There is still a variety of seagrasses on the shore, but they are almost all of them heavily coated in ephiphytes. There were also many Upsidedown jellyfishesCommon sea stars and Garlic bread sea cucumbers in the sandy and seagrassy areas. Other interesting finds for the day was a small Masked burrowing crab by Mei Lin.
This lovely Fire anemone was found in a pool among the seagrasses. We looked but couldn't find any animals living in it. Jianlin, however, saw one eating a fish! There were also many Haddon's carpet anemones and Giant carpet anemones. I saw one anemone shrimp but no clown anemonefishes. We saw many clown anemonefishes during our last trip here in Aug 2014.
There is a large mangrove area next to this shore, which I didn't get to check out. But some of the team did and saw Dog-faced water snakes.

Very close to the Pulau Semakau Southern shore that we surveyed today is a fish farm which is said to be the largest fish farm in Singapore.

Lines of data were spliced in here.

PR #45, opened 2025-07-25
[TC1][TC2][Stretch] Implemented Locations as a Factor in Ranking

z3nL:
## Overview
Implemented a function that:
- maps user/post locations to coordinates and performs spherical distance calculations using the Haversine formula
- uses this distance in a rational square root function to generate a proximity bias factor applied to either a user-post evaluation or a user-candidate evaluation, effectively integrating this functionality into the post recommendation algorithm / notification system and profile ranking / notification system

## Test Plan
Leveraged the previously implemented post notifications feature (#43) to actively log proximity bias calculation results to the console when a new post gets evaluated for every user. All outputs are in alignment with intended results of calculations:

image

Bias factor is in play when automatically scoring posts for Home/Clips/Blogs pages
image

### DIFF
--- a/server/package-lock.json
+++ b/server/package-lock.json
@@ -20,6 +20,7 @@
         "bcryptjs": "^3.0.2",
         "compute-cosine-similarity": "^1.1.0",
         "get-video-duration": "^4.1.0",
+        "haversine": "^1.1.1",
         "jsonwebtoken": "^9.0.2",
         "multer": "^2.0.1",
         "node-cron": "^4.2.1",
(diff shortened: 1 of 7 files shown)


itumejia:
nit on the test plan: since you are also using this in the home feed ranking algorithm (correct me if I'm wrong), can you also add something that shows that it works well for ranking?

z3nL:
> nit on the test plan: since you are also using this in the home feed ranking algorithm (correct me if I'm wrong), can you also add something that shows that it works well for ranking?
@itumejia 

Yeah fair enough, just added it

PR #391, opened 2023-05-14
Project Mongo API - Frida M. G. 

Cheroptera:
https://project-mongo-api-kzsug7gh3a-lz.a.run.app/


TessAquilon (commented):
Hi Frida!

Sorry about my late code review this week :(

The code is perfect, from what I can see, and all the endpoints are working. Nice to have quite a few different ones to choose from. Well done! There were some parts that I haven't used for myself yet and thus have very little to say about, for example the RESET_DB part and the "i". Also, very nice comments throughout the whole code.

Keep up the great work, we're almost done! xx

PR #397, opened 2023-05-14
Mongo API w.14 jl

JohLeo:


Nahnahke (approved):
Would like to start off by saying that you did a great job! I have nothing to complain about. Nice, clean code which is easy to follow and understand.

You might have been able to push yourself to do a couple of more endpoints, but really not necessary! ;)

Way to go, you're a great code Johanna!

PR #398, opened 2023-05-14
Week 14 - Alexander (incomplete)

Alexander-Gabor:


server.js
```diff
@@ -28,6 +149,61 @@ app.use(express.json());
...
+    popularity: Number
+})
+
+const Song = mongoose.model("Song", songSchema);
+
+
+
+app.get("/songs/id/:id", async (req, res) => {
+  try {
+    const singleSong = await Song.findById(req.params.id);
```
JosefinRobertsson, line 184: For an additional endpoint that gets all of whatever property you would like from your Schema, you could use Song.find instead of findById

server.js
```diff
@@ -28,6 +149,61 @@ app.use(express.json());
...
+      })
+    } else {
+      res.status(404).json({
+        success: false,
+        body: {
+          message: "Song not found"
+        }
+      })
+    }
+  } catch(e) {
```
JosefinRobertsson, line 198: I like to use 'err' instead of 'e' to make it very clear that it stands for error and not event (since event in JS is often shortened to a single e as well). The context makes it clear what you mean here and it is fully correct, it's just a personal preference of mine to add clarity

JosefinRobertsson (commented):
You’ve got most of the work done already; you got the schema and model and a route for fetching a single item from your database. It would be rather straightforward to create another route to handle get requests for a list of all songs (their names or whatever you choose). That way you would fulfill the requirements of the project with at least two endpoints and their specifications. If you felt like it you could add extra queries, but maybe just start with a simple list of all the tracknames so you can check off this project. I see you have done a lot of work to learn about this in the commented out code, and I am 100% sure you could finish this project quite easily. Good start and keep it up! You got this!

PR #399, opened 2023-05-14
Mongo API Songs - Daniel

dannebrob:
https://project-mongo-api-codalong-brbqsbv2fq-uc.a.run.app/

### DIFF
--- a/server.js
+++ b/server.js
@@ -1,6 +1,8 @@
-import express from "express";
-import cors from "cors";
-import mongoose from "mongoose";
+import express from 'express';
+import cors from 'cors';
+import mongoose from 'mongoose';
+import musicData from './data/top-music.json';
+import listEndpoints from 'express-list-endpoints';
 
 // If you're using one of our datasets, uncomment the appropriate import below
 // to get started!
@@ -10,7 +12,7 @@ import mongoose from "mongoose";
 // import netflixData from "./data/netflix-titles.json";
 // import topMusicData from "./data/top-music.json";
 
-const mongoUrl = process.env.MONGO_URL || "mongodb://localhost/project-mongo";
+const mongoUrl = process.env.MONGO_URL || 'mongodb://127.0.0.1/musicDB';
 mongoose.connect(mongoUrl, { useNewUrlParser: true, useUnifiedTopology: true });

We have noticed many disturbing impacts of this fish farm on the natural shores of Pulau Semakau, see the post after our trip on Aug 2014. Fortunately, on this trip we didn't see any burning of trash on the barge. We also didn't see any freshly laid fish nets on the shore either. What a relief.
We landed before sunrise. A great opportunity to test out the Green Lantern (a lamp that works on salt water) that I got from friends at the Daily Life Renewable Energy during Ubin Day. Thanks to help from Jianlin and Andy, it worked fine. We used it to mark the departure point so that we can find it again in the dark in case we need to make an emergency departure due to bad weather or other contingencies. Fortunately, we didn't have to do so. More photos of the Lantern on facebook.


Pulau Semakau is NOT the same as the Semakau Landfill. The Landfill was created by destroying all of Pulau Saking, and about half of the original Pulau Semakau by building a very long seawall. Fortunately, the landfill was constructed and is managed in such a way that the original mangroves, seagrass meadows and reefs on Pulau Semakau were allowed to remain. It is NOT true that the construction of the Landfill created the marine life found on Pulau Semakau. The marine life was there long before the Landfill was built.
As the existing half of the Landfill was used up, the Phase 2 of the Landfill was just recently launched. This involved closing the gap of the seawall on the Semakau Landfill, forming one big pool where incinerated ash will be dumped. NEA worked to limit the damage to natural shores during the construction work for this expansion of the landfill.